WASHINGTON – With just hours left in office, President Joe Biden issued a series of pardons Monday morning to preemptively protect people President-elect Donald Trump had threatened.
Biden pardoned former Joint Chiefs of Staff Chairman Mark Milley, Dr. Anthony Fauci, members and staff of the committee that investigated the January 6, 2021 attack on the US Capitol, and Metropolitan Police officers from Capitol Hill and DC who testified before that committee.
Panel members included Sen. Adam Schiff, D-Calif., who was then a member of the House; former Reps. Liz Cheney, R-Wyoming, Adam Kinzinger, R-Ill., Elaine Luria, D-Va., and Stephanie Murphy, D-Fla.; and incumbent Reps. Pete Aguilar, D-Calif., Zoe Lofgren, D-Calif., Jamie Raskin, D-Md., and Bennie Thompson, D-Miss.
Follow live political coverage of Trump’s inauguration
Among the police officers who testified before the committee were Harry Dunn, Aquilino Gonell, Michael Fanone and Daniel Hodges.
In a statement, Biden said that some of the people he preemptively pardoned were “threatened with criminal prosecution” and that he “cannot in good conscience do anything.”
“These public servants have served our nation with honor and distinction and do not deserve to be subjected to unjustified and politically motivated prosecutions,” he wrote.
The president said Milley served the United States for more than 40 years and “led our Armed Forces through complex global security threats and strengthened our existing alliances while forging new ones.” Fauci, he said, saved lives by managing responses to HIV/AIDS and the Ebola and Zika viruses and then helped the country “confront a once-in-a-century pandemic,” referring to Covid.
Biden defended the members of the January 6 committee and sharply criticized the people (although he did not name Trump) who attacked and threatened them. The president-elect has said that members of the January 6 committee should be investigated and jailed.
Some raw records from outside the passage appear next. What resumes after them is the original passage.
PR #356, opened 2017-07-04
Refactor debug and logging module

### LINKED ISSUE #342: Refactor debug and logger
Maybe we can do something similar to what we do to debug where we pass the __filename to add more data to logger and merge everything.

qzhou1607:
Fix #342

* Merge `debug` and `logging`
* Edit tests that involve the stubbing of `logger`

To stub `log` method returned by the `loggerInitiator`, the `logging` module has to be required later in the scripts rather than in the beginning. It is not ideal. Please let me know if you see a better way...


src/lib/utils/logging.ts
```diff
@@ -2,16 +2,69 @@
...
+        output = 'engine';
+    }
+
+    return `sonar:${output}`;
 };
 
-/** Cover for console.log */
-export const log = (message: any, ...optionalParams: Array<any>) => {
-    console.log(message, ...optionalParams);
+export const loggerInitiator = (filePath: string, includesModuleInfo: boolean = true) => {
```
molant: We are creating a bunch of this and each time a new `error`, `log` and `debug`. Let's create a class `Logger` and export it so we call it like this:
```js
import { Logger } from './utils/logger'; // Will have to rename the file
const logger = new Logger(__filename);
```

src/lib/cli/rule-generator.ts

“Rather than accept responsibility, those who carried out the January 6 attack have taken every opportunity to undermine and intimidate those who served on the Select Committee in an attempt to rewrite history, erase the stain of January 6 for partisan gain, and seek revenge, including by threatening criminal prosecution,” Biden wrote.
Biden said that “baseless and politically motivated investigations wreak havoc on the lives, safety and financial security of targeted individuals and their families.”
“Even when individuals have done nothing wrong – and in fact have done the right thing – and will ultimately be exonerated, the mere act of being investigated or prosecuted can irreparably damage their reputation and finances,” he said.
The pardons, the president said, should not be misinterpreted as an acknowledgment that these people committed crimes.
The recipients thanked Biden for the action. In a statement, Milley said he and his family are “deeply grateful for the president’s action today.”
After 43 years of uniformed service to the country, protecting and defending the Constitution, Milley said, “I do not wish to spend the remaining time the Lord grants me fighting those who might unjustly seek retaliation for what I perceive as slights. I do not want to make my family, my friends, and those with whom I served endure the resulting distraction, expense, and anxiety.”
Fauci said in a statement that he appreciated the action by Biden, who was one of seven presidents of both parties he had advised. He said he has been “the subject of threats of politically motivated investigation and prosecution.”
“There is absolutely no basis for these threats,” he said. “I have committed no crime and there are no possible grounds for any accusation or threat of criminal investigation or prosecution against me. However, the fact is that the mere articulation of these unfounded threats and the possibility of them being acted upon, create a immeasurable and intolerable anguish for me and my family.
Dunn said he wishes the pardon “wasn’t necessary, but unfortunately, the political climate we find ourselves in now has made the need for one a reality. I, like all other public servants, was simply doing my job and defending my oath and I will always fulfill it.”
Sen. Rand Paul, R-Ky., chairman of the Senate Homeland Security Committee, criticized Biden’s preemptive pardon of Fauci, with whom he has clashed repeatedly over the pandemic response.
“If there was ever any question about who is responsible for the COVID pandemic, Biden’s pardon of Fauci forever seals the deal,” Paul wrote in a post on X. He suggested he would investigate Fauci and said, “I will not rest until “The entire truth of the cover-up is exposed. Fauci’s pardon will only serve as an accelerant to break the veil of deception.”